Collected data entries:

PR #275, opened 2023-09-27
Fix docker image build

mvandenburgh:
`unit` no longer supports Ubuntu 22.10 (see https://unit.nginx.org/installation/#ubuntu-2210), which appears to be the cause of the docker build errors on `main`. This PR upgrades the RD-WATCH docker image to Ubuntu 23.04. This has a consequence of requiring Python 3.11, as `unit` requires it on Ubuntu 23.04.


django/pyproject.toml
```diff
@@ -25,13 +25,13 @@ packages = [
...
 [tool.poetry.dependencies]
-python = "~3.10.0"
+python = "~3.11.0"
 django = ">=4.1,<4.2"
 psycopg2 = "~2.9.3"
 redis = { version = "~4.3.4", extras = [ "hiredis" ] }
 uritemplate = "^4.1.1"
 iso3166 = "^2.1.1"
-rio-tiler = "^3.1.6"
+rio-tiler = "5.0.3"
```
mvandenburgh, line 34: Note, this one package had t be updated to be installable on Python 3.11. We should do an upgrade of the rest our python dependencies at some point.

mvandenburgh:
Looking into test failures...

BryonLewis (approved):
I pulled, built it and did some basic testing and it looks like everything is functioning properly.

* * *

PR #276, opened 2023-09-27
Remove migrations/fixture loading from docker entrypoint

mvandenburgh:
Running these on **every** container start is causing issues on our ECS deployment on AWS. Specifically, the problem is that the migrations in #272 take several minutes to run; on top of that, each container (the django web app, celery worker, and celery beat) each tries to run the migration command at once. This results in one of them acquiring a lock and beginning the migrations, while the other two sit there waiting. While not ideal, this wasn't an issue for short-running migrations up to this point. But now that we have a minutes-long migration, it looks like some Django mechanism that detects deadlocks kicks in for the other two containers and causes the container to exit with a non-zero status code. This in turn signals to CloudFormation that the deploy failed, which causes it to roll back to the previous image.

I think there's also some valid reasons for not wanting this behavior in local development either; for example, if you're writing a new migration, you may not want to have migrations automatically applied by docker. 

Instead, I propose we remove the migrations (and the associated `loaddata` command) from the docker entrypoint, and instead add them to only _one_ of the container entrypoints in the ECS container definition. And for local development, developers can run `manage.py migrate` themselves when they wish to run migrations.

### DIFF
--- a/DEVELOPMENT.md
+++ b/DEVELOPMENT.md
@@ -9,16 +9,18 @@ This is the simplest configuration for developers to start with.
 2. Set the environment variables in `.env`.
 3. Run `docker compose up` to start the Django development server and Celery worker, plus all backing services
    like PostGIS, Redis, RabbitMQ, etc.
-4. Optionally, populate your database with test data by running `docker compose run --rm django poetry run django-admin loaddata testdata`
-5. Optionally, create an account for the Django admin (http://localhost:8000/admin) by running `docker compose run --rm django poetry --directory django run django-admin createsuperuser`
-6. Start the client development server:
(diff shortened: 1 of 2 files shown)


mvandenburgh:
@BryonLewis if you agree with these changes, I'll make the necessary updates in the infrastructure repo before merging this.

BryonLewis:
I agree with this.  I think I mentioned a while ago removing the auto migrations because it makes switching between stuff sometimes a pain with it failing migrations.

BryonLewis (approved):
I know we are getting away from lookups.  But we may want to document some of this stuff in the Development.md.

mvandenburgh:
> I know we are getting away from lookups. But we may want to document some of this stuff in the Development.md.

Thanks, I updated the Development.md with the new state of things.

--

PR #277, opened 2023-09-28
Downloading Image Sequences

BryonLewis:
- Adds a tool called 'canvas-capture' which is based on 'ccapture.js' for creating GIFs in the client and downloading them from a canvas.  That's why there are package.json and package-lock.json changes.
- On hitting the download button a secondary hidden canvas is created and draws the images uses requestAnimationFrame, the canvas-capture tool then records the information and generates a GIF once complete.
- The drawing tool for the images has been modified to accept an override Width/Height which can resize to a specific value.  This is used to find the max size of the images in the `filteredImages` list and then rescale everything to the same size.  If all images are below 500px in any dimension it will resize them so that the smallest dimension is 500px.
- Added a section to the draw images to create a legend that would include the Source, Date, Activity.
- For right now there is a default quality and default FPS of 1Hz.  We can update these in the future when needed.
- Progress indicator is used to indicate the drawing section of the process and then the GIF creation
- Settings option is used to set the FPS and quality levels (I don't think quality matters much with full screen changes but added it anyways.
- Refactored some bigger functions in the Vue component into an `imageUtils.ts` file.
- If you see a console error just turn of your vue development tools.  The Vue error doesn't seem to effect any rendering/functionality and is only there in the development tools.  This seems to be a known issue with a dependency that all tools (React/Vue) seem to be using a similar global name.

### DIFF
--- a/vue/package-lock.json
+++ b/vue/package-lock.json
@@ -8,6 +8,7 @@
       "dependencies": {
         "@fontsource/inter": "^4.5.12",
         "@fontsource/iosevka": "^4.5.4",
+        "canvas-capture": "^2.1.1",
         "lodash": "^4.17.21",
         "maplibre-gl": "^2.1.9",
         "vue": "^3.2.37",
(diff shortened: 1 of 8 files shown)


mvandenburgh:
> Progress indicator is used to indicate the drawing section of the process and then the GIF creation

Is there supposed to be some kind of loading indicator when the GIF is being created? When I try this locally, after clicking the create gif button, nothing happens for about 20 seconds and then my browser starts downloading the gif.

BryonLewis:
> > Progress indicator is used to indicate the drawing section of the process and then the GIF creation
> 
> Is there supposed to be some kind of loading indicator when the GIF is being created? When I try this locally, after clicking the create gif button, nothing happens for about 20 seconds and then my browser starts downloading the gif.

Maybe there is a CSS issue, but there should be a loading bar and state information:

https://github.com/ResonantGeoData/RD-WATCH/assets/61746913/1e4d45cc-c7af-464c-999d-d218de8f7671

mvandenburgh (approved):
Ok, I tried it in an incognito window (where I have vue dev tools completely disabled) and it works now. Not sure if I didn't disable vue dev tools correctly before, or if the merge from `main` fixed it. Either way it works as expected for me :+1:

=== What to do ===
Starting at the line that has "to start with." and ending at the line that has "Thanks, I updated", please write out the lines above exactly, leaving out all others.

=== Exercise response ===
@@ -9,16 +9,18 @@ This is the simplest configuration for developers to start with.
 2. Set the environment variables in `.env`.
 3. Run `docker compose up` to start the Django development server and Celery worker, plus all backing services
    like PostGIS, Redis, RabbitMQ, etc.
-4. Optionally, populate your database with test data by running `docker compose run --rm django poetry run django-admin loaddata testdata`
-5. Optionally, create an account for the Django admin (http://localhost:8000/admin) by running `docker compose run --rm django poetry --directory django run django-admin createsuperuser`
-6. Start the client development server:
(diff shortened: 1 of 2 files shown)


mvandenburgh:
@BryonLewis if you agree with these changes, I'll make the necessary updates in the infrastructure repo before merging this.

BryonLewis:
I agree with this.  I think I mentioned a while ago removing the auto migrations because it makes switching between stuff sometimes a pain with it failing migrations.

BryonLewis (approved):
I know we are getting away from lookups.  But we may want to document some of this stuff in the Development.md.

mvandenburgh:
> I know we are getting away from lookups. But we may want to document some of this stuff in the Development.md.

Thanks, I updated the Development.md with the new state of things.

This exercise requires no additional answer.